*YOUR OBJECTIVE*
Only lines holding the word "boundsDone" are wanted. Copy them from the listing below.

*MATERIAL PROVIDED*
▼

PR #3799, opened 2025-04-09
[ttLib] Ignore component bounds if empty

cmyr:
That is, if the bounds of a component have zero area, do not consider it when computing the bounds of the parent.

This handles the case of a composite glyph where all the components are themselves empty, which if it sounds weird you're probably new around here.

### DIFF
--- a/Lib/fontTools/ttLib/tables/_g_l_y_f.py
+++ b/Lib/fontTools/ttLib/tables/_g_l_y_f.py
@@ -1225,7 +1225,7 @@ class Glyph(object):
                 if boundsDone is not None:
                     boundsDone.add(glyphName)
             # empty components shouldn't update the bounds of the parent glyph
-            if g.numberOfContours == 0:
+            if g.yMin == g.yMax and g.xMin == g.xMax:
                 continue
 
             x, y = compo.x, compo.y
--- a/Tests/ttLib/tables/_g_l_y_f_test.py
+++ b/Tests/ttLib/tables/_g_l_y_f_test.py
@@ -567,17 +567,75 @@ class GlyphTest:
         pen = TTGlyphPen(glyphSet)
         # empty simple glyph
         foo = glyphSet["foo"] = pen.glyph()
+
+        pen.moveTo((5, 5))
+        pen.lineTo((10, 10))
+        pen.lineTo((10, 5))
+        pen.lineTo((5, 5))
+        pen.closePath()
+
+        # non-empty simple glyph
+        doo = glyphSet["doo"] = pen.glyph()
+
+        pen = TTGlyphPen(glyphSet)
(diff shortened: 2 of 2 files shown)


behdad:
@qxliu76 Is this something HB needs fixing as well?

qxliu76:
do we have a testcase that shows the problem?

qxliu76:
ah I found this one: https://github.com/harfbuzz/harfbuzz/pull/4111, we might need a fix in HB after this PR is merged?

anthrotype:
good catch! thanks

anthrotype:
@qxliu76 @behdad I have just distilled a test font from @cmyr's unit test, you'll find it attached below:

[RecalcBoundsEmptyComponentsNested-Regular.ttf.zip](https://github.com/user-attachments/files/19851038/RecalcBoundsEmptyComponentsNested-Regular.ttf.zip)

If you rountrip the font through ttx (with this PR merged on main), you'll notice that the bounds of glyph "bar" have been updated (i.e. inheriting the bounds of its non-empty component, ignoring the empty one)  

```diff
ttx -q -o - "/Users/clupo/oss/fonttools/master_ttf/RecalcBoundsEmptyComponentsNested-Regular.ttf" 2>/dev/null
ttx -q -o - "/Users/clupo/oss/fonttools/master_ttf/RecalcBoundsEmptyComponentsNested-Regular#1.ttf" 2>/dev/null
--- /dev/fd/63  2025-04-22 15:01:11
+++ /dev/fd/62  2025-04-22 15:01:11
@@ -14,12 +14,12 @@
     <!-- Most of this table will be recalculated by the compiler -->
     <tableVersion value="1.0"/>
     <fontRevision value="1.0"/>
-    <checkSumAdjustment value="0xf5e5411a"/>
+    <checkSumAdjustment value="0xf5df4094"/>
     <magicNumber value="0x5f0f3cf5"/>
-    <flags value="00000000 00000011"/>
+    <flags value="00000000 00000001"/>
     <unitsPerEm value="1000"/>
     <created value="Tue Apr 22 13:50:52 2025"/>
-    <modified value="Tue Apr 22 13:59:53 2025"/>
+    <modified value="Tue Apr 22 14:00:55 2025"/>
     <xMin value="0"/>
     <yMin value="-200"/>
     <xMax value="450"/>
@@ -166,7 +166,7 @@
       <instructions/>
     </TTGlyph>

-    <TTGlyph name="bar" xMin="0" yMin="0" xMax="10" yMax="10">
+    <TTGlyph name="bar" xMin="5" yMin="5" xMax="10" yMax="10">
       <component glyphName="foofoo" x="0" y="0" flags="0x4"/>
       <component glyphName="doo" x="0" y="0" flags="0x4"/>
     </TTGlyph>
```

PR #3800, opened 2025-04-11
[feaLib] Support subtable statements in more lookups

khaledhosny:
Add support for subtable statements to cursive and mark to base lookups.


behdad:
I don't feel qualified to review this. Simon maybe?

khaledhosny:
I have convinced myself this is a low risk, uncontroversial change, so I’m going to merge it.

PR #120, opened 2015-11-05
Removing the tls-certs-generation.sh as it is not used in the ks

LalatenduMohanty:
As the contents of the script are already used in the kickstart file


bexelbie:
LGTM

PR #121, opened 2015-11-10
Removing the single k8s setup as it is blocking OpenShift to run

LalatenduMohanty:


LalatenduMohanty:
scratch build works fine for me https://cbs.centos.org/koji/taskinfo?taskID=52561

▲
▼

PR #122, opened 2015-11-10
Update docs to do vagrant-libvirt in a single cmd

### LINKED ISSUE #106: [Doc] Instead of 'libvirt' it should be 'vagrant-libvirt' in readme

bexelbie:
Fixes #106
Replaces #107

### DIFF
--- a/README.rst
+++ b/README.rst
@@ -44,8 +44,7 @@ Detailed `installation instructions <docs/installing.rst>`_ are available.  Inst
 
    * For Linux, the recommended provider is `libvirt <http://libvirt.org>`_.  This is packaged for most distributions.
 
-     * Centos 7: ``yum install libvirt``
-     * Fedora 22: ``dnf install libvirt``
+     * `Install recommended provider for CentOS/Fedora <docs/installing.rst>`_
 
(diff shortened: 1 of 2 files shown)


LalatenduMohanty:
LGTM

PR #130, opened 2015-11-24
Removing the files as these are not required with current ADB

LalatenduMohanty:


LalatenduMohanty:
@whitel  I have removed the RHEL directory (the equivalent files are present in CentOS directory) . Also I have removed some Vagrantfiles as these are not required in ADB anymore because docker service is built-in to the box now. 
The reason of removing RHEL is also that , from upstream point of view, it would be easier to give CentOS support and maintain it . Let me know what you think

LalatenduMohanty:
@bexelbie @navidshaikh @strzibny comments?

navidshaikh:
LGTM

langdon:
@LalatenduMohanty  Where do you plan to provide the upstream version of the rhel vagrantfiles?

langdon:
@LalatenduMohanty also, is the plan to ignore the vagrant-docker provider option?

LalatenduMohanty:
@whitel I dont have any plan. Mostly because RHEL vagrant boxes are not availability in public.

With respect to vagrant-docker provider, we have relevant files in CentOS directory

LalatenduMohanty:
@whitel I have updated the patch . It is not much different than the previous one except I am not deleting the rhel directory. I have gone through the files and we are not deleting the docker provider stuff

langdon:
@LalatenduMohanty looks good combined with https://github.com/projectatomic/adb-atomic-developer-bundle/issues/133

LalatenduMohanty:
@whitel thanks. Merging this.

▲

*ANSWER*
                 if boundsDone is not None:
                     boundsDone.add(glyphName)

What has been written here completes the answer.